Bonsai Dying Causes

Sometimes, our beloved trees don’t thrive, and we may not know why. In this article, you will find five basic issues to look for to understand if you are doing the right thing for your bonsai.


Your bonsai could suffer if it’s located in the wrong place. For example, a shade-loving tree positioned in full sun will most likely not do well because its leaves will burn, and it will be unable to deal with the heat. The tree should be relocated.


Tropical trees placed outdoors in temperate areas will be not capable of adapting to the temperature, as wouldn’t an outdoor tree grown indoors. Providing the right temperature for the right specimen is fundamental.

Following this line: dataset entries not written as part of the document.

PR #1887, opened 2025-09-26
ci: Create Helm chart for E2E tests

Camila-B:
* Creates a minimal Helm chart to be used by E2E tests 
* Creates a Make target which packages and uploads the chart to the publicly accessible GCS bucket `kpt-config-sync-ci-test-helm-charts` (that already exists)


Makefile.oss.prow
```diff
@@ -59,6 +59,10 @@ push-test-oci-images-public: "$(CRANE)"
 	cd $(KUSTOMIZE_COMPONENTS_DIR) && crane append -f <(tar -f - -c .) -t $(KUSTOMIZE_COMPONENTS_PUBLIC_GCR_IMAGE)
 	cd $(KUSTOMIZE_COMPONENTS_DIR) && crane append -f <(tar -f - -c .) -t $(KUSTOMIZE_COMPONENTS_PUBLIC_AR_IMAGE)
 
+.PHONY: push-test-helm-chart-public
+push-test-helm-chart-public: "$(HELM)"
```
tiffanny29631, line 63: What is the intended lifecycle for the test Helm charts? Do you plan for them to be built and published automatically whenever changes are made, or will they be managed and published in a different way?

e2e/testdata/helm-charts/simple-pause/v1.1.0/Chart.yaml
```diff
@@ -0,0 +1,5 @@
+apiVersion: v1
+appVersion: "1.0"
+description: A simple test chart to be used for Config Sync E2E tests.
+name: simple-pause
+version: 1.1.0
```
tiffanny29631, line 5: 1.0.1?

scripts/package-test-helm-chart.sh
```diff
@@ -0,0 +1,45 @@
...
+
+# Ensures the temporary directory is cleaned up on exit
+trap cleanup EXIT
+
+# Copy chart source to the temporary directory.
+cp -R "${CHART_SRC_DIR}" "${TMP_DIR}/"
+cd "${TMP_DIR}"
+
+echo "Packaging Helm chart in ${TMP_DIR}"
+helm package ./${CHART_NAME}/*
```
tiffanny29631, line 38: How will versioning of the test Helm charts be handled to prevent overwriting existing versions in the chart repository? Is there automated logic in place to detect and prevent re-publishing the same chart version, or to remind contributors to bump the version in Chart.yaml on every change?

Makefile.oss.prow
Camila-B: I don't expect there to be a need to modify the Helm charts. They should be uploaded once to the bucket and remain unchanged. However with this make rule, it would be a manual process to package and re-upload them as needed.

e2e/testdata/helm-charts/simple-pause/v1.1.0/Chart.yaml
Camila-B: Oh that was before I changed the version to 1.1.0. I'll go ahead and change the directory name to match

scripts/package-test-helm-chart.sh
Camila-B: I added the `-n` flag to prevent existing versions of the chart from getting overwritten. If a new version needs to be created for whatever reason, a new directory with the chart's configs can be created

Makefile.oss.prow
tiffanny29631: Ack

scripts/package-test-helm-chart.sh
tiffanny29631: Sounds good

PR #1888, opened 2025-09-26
test: use own remote chart for Helm tests

Camila-B:
Depends on: https://github.com/GoogleContainerTools/config-sync/pull/1887
* Replaces all references to the Bitnami Wordpress Helm chart with our own self hosted chart while maintaining a similar level of test coverage

### DIFF
--- a/e2e/testcases/helm_sync_test.go
+++ b/e2e/testcases/helm_sync_test.go
@@ -61,14 +61,13 @@ const (
 )
 
 // TestPublicHelm can run on both Kind and GKE clusters.
-// It tests Config Sync can pull from public Helm repo without any authentication.
+// It tests Config Sync can pull from a public Helm repo without any authentication.
 func TestPublicHelm(t *testing.T) {
-	t.Skip("Temporarily skipping failing test")
 	nt := nomostest.New(t, nomostesting.SyncSource,
 		ntopts.SyncWithGitSource(nomostest.DefaultRootSyncID, ntopts.Unstructured))
 
-	rs := rootSyncForWordpressHelmChart(nt, nil)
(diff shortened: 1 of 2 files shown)


e2e/testcases/helm_sync_test.go
```diff
@@ -959,12 +916,12 @@ func rootSyncForWordpressHelmChart(nt *nomostest.NT, valuesMutator func(map[stri
...
 		HelmBase: v1beta1.HelmBase{
-			Repo:        "https://charts.bitnami.com/bitnami",
+			Repo:        nomostesting.ConfigSyncTestHelmChartsAddress,
 			Chart:       chartID.Name,
 			Version:     chartID.Version,
-			ReleaseName: "my-wordpress",
+			ReleaseName: "my-simple-pause",
 			Auth:        configsync.AuthNone,
 			Values: &apiextensionsv1.JSON{
 				Raw: out,
```
sdowell, line 927: nit: I expect this test should no longer face memory issues given the new minimal helm repo, so the helm-sync memory increase below can probably be adjusted/removed. That can be done as a follow up if you prefer

Camila-B: I agree. I'll do it as a followup

e2e/testcases/helm_sync_test.go
```diff
@@ -242,24 +236,18 @@ image:
 	cm2 := k8sobjects.ConfigMapObject(core.Name(cmName), core.Namespace(configsync.ControllerNamespace))
```
tiffanny29631, line 236: nit: Test loggings can be updated to reflect the change

PR #1896, opened 2025-10-06
test: add Must to Validate calls

Camila-B:
This change replaces all calls to Validate in managed_resources_test.go with nt.Must(nt.Validate())

### DIFF
--- a/e2e/testcases/managed_resources_test.go
+++ b/e2e/testcases/managed_resources_test.go
@@ -39,6 +39,11 @@ import (
 	"sigs.k8s.io/controller-runtime/pkg/client"
 )
 
+const (
+	// driftDetectionTimeout is the timeout to use when waiting for the remediator to act
+	driftDetectionTimeout = 5 * time.Second
+)
+
 // This file includes tests for drift correction and drift prevention.
 //
 // Drift Correction uses the following metadata:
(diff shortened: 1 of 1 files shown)


e2e/testcases/managed_resources_test.go
```diff
@@ -118,21 +118,16 @@ func TestDriftKubectlApplyClusterScoped(t *testing.T) {
...
+		testwatcher.WatchPredicates(testpredicates.HasExactlyAnnotationKeys(
 			metadata.ManagementModeAnnotationKey,
 			metadata.ResourceIDKey,
 			metadata.ResourceManagerKey,
-			corev1.LastAppliedConfigAnnotation))
-	if err != nil {
-		nt.T.Fatal(err)
-	}
+			corev1.LastAppliedConfigAnnotation)),
+		testwatcher.WatchTimeout(10*time.Second)))
```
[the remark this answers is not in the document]
sdowell: Change looks good but I'd agree with this suggestion for defining a constant

e2e/testcases/managed_resources_test.go
```diff
@@ -118,21 +123,16 @@ func TestDriftKubectlApplyClusterScoped(t *testing.T) {
...
 
-	// Wait 5 seconds so that the remediator can process the event.
-	time.Sleep(5 * time.Second)
-
 	// Remediator SHOULD NOT delete the namespace, since its
 	// `configsync.gke.io/manager` annotation indicates it is managed by a
 	// RootSync that does not exist.
-	err = nt.Validate("test-ns2", "", &corev1.Namespace{},
-		testpredicates.HasExactlyAnnotationKeys(
+	nt.Must(nt.Watcher.WatchObject(kinds.Namespace(), "test-ns2", "",
```
sdowell: On closer inspection this actually isn't exactly verifying the same thing as before.

What the previous assertion does is verify that the remediator *does not do X* (in this case, delete the namespace). What the new assertion does is just verify the Namespace exists, which in most cases which will just return immediately (even if the remediator deletes the namespace 1 second later). To maintain the behavior from before the assertion would need to be inverted, for example:

- `WatchForNotFound` for X seconds
- If `WatchForNotFound` returns nil, fail the test because the object was deleted by the remediator
- If `WatchForNotFound` times out, succeed because the remediator did not delete the object

The only optimization here would be in the case that there's a bug in the remediator and the object gets deleted, in which case the assertion would return a little sooner. TBH it's not clear whether this is really an improvement, the tradeoff is that the failure case exits sooner at the cost of added code complexity

Camila-B: That makes sense. I reverted back to using `sleep` and `Validate` and added `Must` around each call to`Validate` instead

e2e/testcases/managed_resources_test.go
```diff
@@ -708,7 +689,7 @@ func TestDriftRemoveApplySetPartOfLabel(t *testing.T) {
 	nt.Must(nt.Watcher.WatchObject(kinds.Namespace(), namespace, "", testwatcher.WatchPredicates(
 		testpredicates.HasLabel(metadata.ApplySetPartOfLabel, rootSync1ApplySetID),
 		testpredicates.HasAnnotation("season", "summer"),
-	), testwatcher.WatchTimeout(10*time.Second)))
+	), testwatcher.WatchTimeout(driftDetectionTimeout)))
```
sdowell, line 692: nit: This is reducing the timeout and it's not clear that it's intentional. Will this make the test more flaky with a shorter timeout?

Camila-B: I don't believe so. It seems that the value of 10 seconds was set arbitrary for these 2 test cases and not because it actually requires up to 10 seconds for the remediator to act

sdowell (approved):
/lgtm

PR #1898, opened 2025-10-06
refactor: Use ResourceGroup type instead of Unstructured

Camila-B:
This change replaces all uses of Unstructured with ResourceGroup in the nomos CLI. A separate change will replace such references in the Applier


pkg/core/k8sobjects/resourcegroup.go
```diff
@@ -15,16 +15,31 @@
...
+	metav1 "k8s.io/apimachinery/pkg/apis/meta/v1"
+	"sigs.k8s.io/controller-runtime/pkg/client"
 )
 
-// ResourceGroupObject initializes a ResourceGroup.
-func ResourceGroupObject(opts ...core.MetaMutator) *unstructured.Unstructured {
-	result := resourcegroup.Unstructured("", "", "")
-	defaultMutate(result)
+// ResourceGroupObjectV1Alpha1 initializes a kptv1alpha1.ResourceGroup.
+func ResourceGroupObjectV1Alpha1(ns, name string, opts ...core.MetaMutator) *kptv1alpha1.ResourceGroup {
```
sdowell: nit: `v1alpha1` is the only version currently so this could probably stay as `ResourceGroupObject`

Camila-B: Ack. I renamed it back to ResourceGroupObject

cmd/nomos/status/cluster_state_test.go
```diff
@@ -1438,13 +1436,13 @@ func TestRepoState_NamespaceRepoStatus(t *testing.T) {
...
 				commit:            "abc123",
-				resources:         exampleResources(""),
+				resources:         exampleResourceStatuses(""),
 			},
 		},
 		{
 			name:                      "[accurate status with syncing condition supported] repo is synced",
 			gitSpec:                   git,
-			resourceGroup:             k8sobjects.ResourceGroupObject(core.Namespace("bookstore"), core.Name("repo-sync"), withResourcesAndCommit("abc123")),
+			resourceGroup:             k8sobjects.ResourceGroupObject("bookstore", "repo-sync", k8sobjects.WithRGResourceStatuses(exampleResourceStatuses("abc123")...)), //k8sobjects.ResourceGroupObject(core.Namespace("bookstore"), core.Name("repo-sync"), withResourcesAndCommit("abc123")),
```
sdowell: nit: clean up commented out code

cmd/nomos/status/status_test.go
```diff
@@ -149,32 +150,22 @@ func repoSyncObject(ns, name string) *v1beta1.RepoSync {
 	return repoSyncObj
 }
 
-func resourceGroupObject(name, ns string) *unstructured.Unstructured {
-	rg := k8sobjects.ResourceGroupObject(core.Name(name), core.Namespace(ns))
-	resources := []interface{}{map[string]interface{}{
```
sdowell, line 154: The prior implementation also set the spec fields

cmd/nomos/status/cluster_state_test.go
Camila-B: Done

cmd/nomos/status/status_test.go
Camila-B: Ack. I added the resource back to the spec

The level of humidity affects tropical trees mostly. These trees are used to growing in a high-humidity environment. If the leaves of your bonsai start to curl, it may be a sign of a low humidity level versus high heat. Simply apply a humidity tray under your tree and spray water on the leaves from time to time.


Overwatering will cause waterlogging, which will lead the roots to rot. This can be spotted by the leaf’s tips becoming black or brown. Conversely, if you let your tree become bone dry, the roots will be not able to retrieve sufficient water and nutrients to live. In this case, the leaves will become yellow, fade, and fall. In both cases, it is sometimes impossible to bring your tree back to life, so keep the soil moist and not too wet or too dry to avoid this happening.


Indoor trees require an appropriate amount of light, or they will start to weaken, and the leaves will turn yellow and fall. South-facing windows can usually provide bright daylight (the type of light most plants appreciate).

Wrapping Up

To avoid any of these issues, get to know your tree, its origins, and its requirements. This information will help you keep your tree healthy.